PR #55, opened 2018-11-19
Vm#orchestration_stack is an optional parameter

agrare:
Allow vm#orchestration_stack to be null matching the database schema.

### DIFF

################

Every entry should be output exactly as written, please.

**Solution to the problem**
PR #55, opened 2018-11-19
Vm#orchestration_stack is an optional parameter

agrare:
Allow vm#orchestration_stack to be null matching the database schema.

### DIFF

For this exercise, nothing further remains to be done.